Re: haproxy doesn't bring failed server up
On 10/07/2019 03:11 AM, Cyril Bonté wrote: Hi, Le 06/10/2019 à 09:19, rihad a écrit : Hi, all. This annoying bug can be experienced in 1.7-2.0 servers (while 1.9 has added another bug of high CPU utilization - unrelated to this). In essence, once an external server that we forward internal requests to stops responding for some time and comes back to life a bit later, more often than not haproxy can no longer reach it. Without any other details (logs would be helpul), I tend to think there's no bug here, but a configuration issue. By default, haproxy resolves host names once, on start up. As you are using a host name to delcare the smtp server, which oftenly updates its IPs : Configuration is very simple [...] server amazon email-smtp.us-west-2.amazonaws.com:587 check inter 30s fall 1440 rise 1 That's it. if email-smtp.us-west-2.amazonaws.com:587 fails intermittently and the downtime lasts more than a few 30 sec checks, it can then no longer be accessed via 127.0.0.2:2588 even if the external servers resumes normal operation, and nothing short of a reload (-sf) fixes the problem. I guess that when it happens, email-smtp.us-west-2.amazonaws.com has a new pool of IP addresses and haproxy can't connect to the old resolved one. You should have a look to the documentation chapter "Server IP address resolution using DNS" : https://cbonte.github.io/haproxy-dconv/2.0/configuration.html#5.3 Thanks! But according to the manual, shouldn't haproxy re-resolve AWS server name regardless of its resolver settings? A few other events can trigger a name resolution at run time: - when a server's health check ends up in a connection timeout: this may be because the server has a new IP address. So we need to trigger a name resolution to know this new IP.

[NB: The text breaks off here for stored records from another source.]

PR #1663, opened 2026-08-22
[Perf][Fun-CosyVoice3] Batch inference for Flow decoder

nagisa-kunhah:
## Motivation

Related #1652

## Modifications

- Add `flow_batch.py`, a local adapter for the pinned CosyVoice Flow/CFM implementation (`074ca6dc9e80a2f424f1f74b48bdd7d3fea531cc`). The adapter:
  - packs variable-length prompt and target tokens with explicit masks;
  - preserves per-request prompt mel conditioning and speaker embeddings;
  - runs classifier-free guidance as the required `2 * B` estimator batch;
  - reuses the upstream deterministic noise prefix and returns each unpadded target mel independently.
- Batch compatible requests in the buffered vocoder. Requests are grouped by total mel length into configurable frame buckets before Flow inference, which keeps padding bounded while preserving original response ordering.
- Keep the original `flow.inference()` path for singleton buckets, disabled batching, TensorRT/non-PyTorch estimators, and incompatible future CosyVoice structures. Unsupported structures are reported once at startup rather than failing a request.
- Enable Flow batching by default in the Fun-CosyVoice3 pipeline configuration: `max_batch_size=8`, `max_batch_wait_ms=2`, and `flow_batch_bucket_frames=50`.
- Expose `enable_flow_batch` and `flow_batch_bucket_frames` as vocoder factory arguments and document how to disable batching or tune the bucket size.
- Add structural/unit tests for masking, CFG layout, variable lengths, fallback behavior, scheduler wiring, ordering, and configuration defaults. Add a real-checkpoint GPU invariance test against the pinned upstream Flow path.

### Scope and non-goals

- This PR does **not** batch HiFT. HiFT remains one invocation per mel in this branch. PR #1655 is complementary and should be integrated separately so Flow batching and exact-length HiFT batching can be evaluated both alone and together.
- This PR does **not** change the causal streaming path. The streaming work in PR #1656 has a distinct chunking/causality contract and should not reuse this buffered adapter blindly.
- The adapter is intentionally tied to the documented CosyVoice commit. It does not monkey-patch the CosyVoice checkout.

## Related Issues

Related #1652

Related works: #1655 (HiFT batching), #1656 (causal streaming vocoder).

### Full SeedTTS WER comparison

[...]

PR #1670, opened 2026-08-22
[Fun-CosyVoice3] torch.compile the DiT (flow decoder) backbone

CAICAIIs:
Related: #1652 (DiT → torch.compile for DiT backbone)

## Motivation

The CosyVoice3 flow decoder's DiT backbone (`flow.decoder.estimator`, a 22-layer `cosyvoice.flow.DiT.dit.DiT`) runs once per Euler step (`n_timesteps=10`) with a classifier-free-guidance batch of `[2, 80, T]`. This PR makes `torch.compile` available for that backbone.

## Modifications

- Add `_compile_dit_backbone()` + warmup helpers in `fun_cosyvoice3/stages.py`.
- Compile the bound `estimator.forward` with `torch.compile(..., dynamic=True)` so one symbolic-sequence-length graph serves every utterance length. Default (non-CUDA-graph) mode: `reduce-overhead` was explored but re-captures a CUDA graph per new sequence length (+50–220 ms on the first request of each length), which is a net regression for a TTS server whose texts vary in length.
- Warm up under `torch.inference_mode()` to match the `@torch.inference_mode()` decorator on `flow.inference`, and under the same autocast flag as serving (fp16 when the vocoder runs in float16), so the first real request reuses the warmed graph.
- Graceful fallback: if `torch.compile` (lazy) fails during the warmup, the original eager forward is restored, a warning is logged, and the vocoder keeps serving.
- Compile the bound method rather than wrapping the module in an `OptimizedModule`, so parameter names stay stable for weight updates. A non-PyTorch estimator (e.g. TensorRT) is skipped gracefully.
- Expose `enable_dit_torch_compile` as a vocoder factory arg (off by default) and document it in the cookbook. Enable via:
  `--vocoder.factory.enable_dit_torch_compile true`.
- Unit tests (compile wiring, warmup grad mode, non-module skip, degenerate warmup rejection, compile-failure fallback, factory-flag default) + an accelerator-marked GPU smoke test (real `torch.compile` on a tiny DiT-shaped module, dynamic-length equivalence).

## Benchmark (flow-only)

A100-SXM4-40GB, `Fun-CosyVoice3-0.5B-2512`, `flow.inference` eager vs compiled, 30 repeats/length, identical inputs.

| target tokens | output audio | eager tok/s | compiled tok/s | speedup | max abs mel diff |
| 50  | 2.0s | 198 | 262 | 1.32x | 1.5e-3 |
| 100 | 4.0s | 319 | 376 | 1.18x | 2.3e-3 |
| 200 | 8.0s | 415 | 490 | 1.18x | 1.6e-3 |
| 400 | 16.0s | 474 | 545 | 1.15x | 5.6e-3 |

Speedup is larger for shorter utterances (fixed launch-overhead reduction is a bigger fraction), the expected `torch.compile` signature. One-time compile cost ~34s at startup. (An earlier run on a busier GPU gave 1.16–1.43x; the mel diff is stable across runs.)

## End-to-end request latency (`sgl-omni serve`, real reference audio, fixed AR seed)

Full pipeline (`preprocessing → tts_engine(AR) → vocoder(flow+HiFT)`), 10 requests with texts from 3–128 chars, sequential concurrency, warmup request excluded. Median of 3 eager / 3 compiled runs.

| metric | eager | compiled | delta |
| --- | ---: | ---: | ---: |
| latency mean | 1.06 s | 1.00 s | **−6%** |
| latency p50 | 0.99 s | 0.95 s | **−4%** |
| latency p95 | 1.49 s | 1.38 s | **−7%** |
| RTF mean | 0.30 | 0.27 | **−10%** |

First-request latency also improves: eager pays ~7.9 s of lazy init on its first request, while the compiled server pre-compiles the DiT at startup so its first request is ~0.6 s. The e2e gain is smaller than the flow-only gain because the DiT is only part of the AR→flow→HiFT critical path; the rest (AR generation, reference preprocessing, HiFT, audio encode) is out of scope for this PR and tracked separately in #1652 (#1655 HiFT batching, #1663 flow batching).

## Accuracy / correctness gate

- The compiled DiT output matches eager to **max abs diff < 6e-3** in log-mel space, deterministic across runs.
- The CosyVoice3 HiFT vocoder is **deterministic** (same mel input → bit-identical waveform, verified), so the only change `torch.compile` introduces is that ≤ 6e-3 log-mel delta; everything downstream is untouched.

### End-to-end WER / speaker similarity (one SeedTTS sample, identical AR tokens)

| metric | eager | compiled |
| --- | ---: | ---: |
| WER (Whisper base) | 0.000 | 0.000 |
| speaker similarity (WavLM, ref vs gen) | 62.74 | 63.14 |
| waveform SNR (eager vs compiled) | — | 26.97 dB |

WER is identical (0%) and speaker similarity is unchanged (+0.4 pp, within the HiFT output variance). No regression.

### Interaction with #1663 (Flow batching) and #1715 (bf16 autocast) — re-verified after rebase

Both PRs merged before this one. Verified on the rebased code (torch 2.13 + sglang 0.5.18, default bf16 config):

- **Flow batching (#1663)**: the compiled DiT is used by the batched path (`decoder.forward_estimator`); the estimator's batch is `2 × batch_size`, and `dynamic=True` reuses one graph across batch sizes (first batched call measured 175 ms, no recompile at estimator batch 6).
- **bf16 autocast (#1715)**: the warmup runs under the same `compute_dtype` as serving (bfloat16 for bf16 configs), so the first real request reuses the warmed graph instead of paying an ~85 s recompile. End-to-end under the default bf16 config, eager vs compiled (real AR tokens, fixed seed):

| metric | eager (bf16) | compiled (bf16) |
| --- | ---: | ---: |
| WER (Whisper base) | 0.000 | 0.000 |
| speaker similarity (WavLM, ref vs gen) | 61.65 | 62.64 |
| eager vs compiled similarity | — | 97.28 |

WER and speaker similarity are unchanged. Note: the raw waveform deviates more under bf16+compile than under fp32 (wav SNR ~−1 dB vs ~27 dB) because bf16 precision amplifies the compiler's kernel reordering, but this does not move WER or the speaker embedding, as shown above.

## Known limitations (documented in the helper docstring)

- `add_optional_chunk_mask` ends in a `Tensor.item()` guard that Dynamo cannot trace in-graph (`capture_scalar_outputs` hits an Inductor "Invalid NaN comparison" under dynamic shapes); it stays a graph break + one sync per Euler step, the same sync eager already pays.
- The causal streaming estimator branch (`streaming=True`) uses `torch.div(..., rounding_mode='trunc')` in `subsequent_chunk_mask`, which Inductor cannot bounds-check under a dynamic sequence length, so it is not warmed and would fall back to eager until that Inductor path is fixed.

## Tests

- `pytest tests/unit_test/fun_cosyvoice3/` → 47 passed.
- `pytest tests/unit_test/fun_cosyvoice3/test_dit_compile_gpu.py` → 1 passed (GPU).

## Checklist

- [x] Format with black + isort.
- [x] Add unit tests (+ GPU smoke test).
- [x] Update documentation.
- [x] Provide benchmark + accuracy results.

### DIFF
--- a/sglang_omni/models/fun_cosyvoice3/config.py
+++ b/sglang_omni/models/fun_cosyvoice3/config.py
@@ -55,9 +55,7 @@ class FunCosyVoice3PipelineConfig(PipelineConfig):
                 dtype="bfloat16",
                 flow_batch_bucket_frames=50,
                 flow_batch_admission_frames=2000,
-                # Opt-in: torch.compile the DiT (flow decoder) backbone. Off by
-                # default because it adds a one-time compile cost at startup
-                # and is most beneficial under sustained throughput load.
+                # Opt-in; off by default (one-time startup compile cost).
                 enable_dit_torch_compile=False,
             ),
             gpu=0,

Re: haproxy doesn't bring failed server up
Hi, Le 06/10/2019 à 09:19, rihad a écrit : Hi, all. This annoying bug can be experienced in 1.7-2.0 servers (while 1.9 has added another bug of high CPU utilization - unrelated to this). In essence, once an external server that we forward internal requests to stops responding for some time and comes back to life a bit later, more often than not haproxy can no longer reach it. Without any other details (logs would be helpul), I tend to think there's no bug here, but a configuration issue. By default, haproxy resolves host names once, on start up. As you are using a host name to delcare the smtp server, which oftenly updates its IPs : Configuration is very simple [...] server amazon email-smtp.us-west-2.amazonaws.com:587 check inter 30s fall 1440 rise 1 That's it. if email-smtp.us-west-2.amazonaws.com:587 fails intermittently and the downtime lasts more than a few 30 sec checks, it can then no longer be accessed via 127.0.0.2:2588 even if the external servers resumes normal operation, and nothing short of a reload (-sf) fixes the problem. I guess that when it happens, email-smtp.us-west-2.amazonaws.com has a new pool of IP addresses and haproxy can't connect to the old resolved one. You should have a look to the documentation chapter "Server IP address resolution using DNS" : https://cbonte.github.io/haproxy-dconv/2.0/configuration.html#5.3 -- Cyril Bonté
haproxy doesn't bring failed server up
Hi, all. This annoying bug can be experienced in 1.7-2.0 servers (while 1.9 has added another bug of high CPU utilization - unrelated to this). In essence, once an external server that we forward internal requests to stops responding for some time and comes back to life a bit later, more often than not haproxy can no longer reach it. Configuration is very simple global maxconn 16384 daemon nbproc 1 user nobody group nobody log /var/run/log local0 defaults retries 3 timeout connect 5000 timeout client 360 timeout server 360 log global option log-health-checks listen amazon_ses bind 127.0.0.2:2588 mode tcp no option http-server-close default_backend bk_amazon_ses backend bk_amazon_ses mode tcp no option http-server-close timeout connect 5s server amazon email-smtp.us-west-2.amazonaws.com:587 check inter 30s fall 1440 rise 1 That's it. if email-smtp.us-west-2.amazonaws.com:587 fails intermittently and the downtime lasts more than a few 30 sec checks, it can then no longer be accessed via 127.0.0.2:2588 even if the external servers resumes normal operation, and nothing short of a reload (-sf) fixes the problem.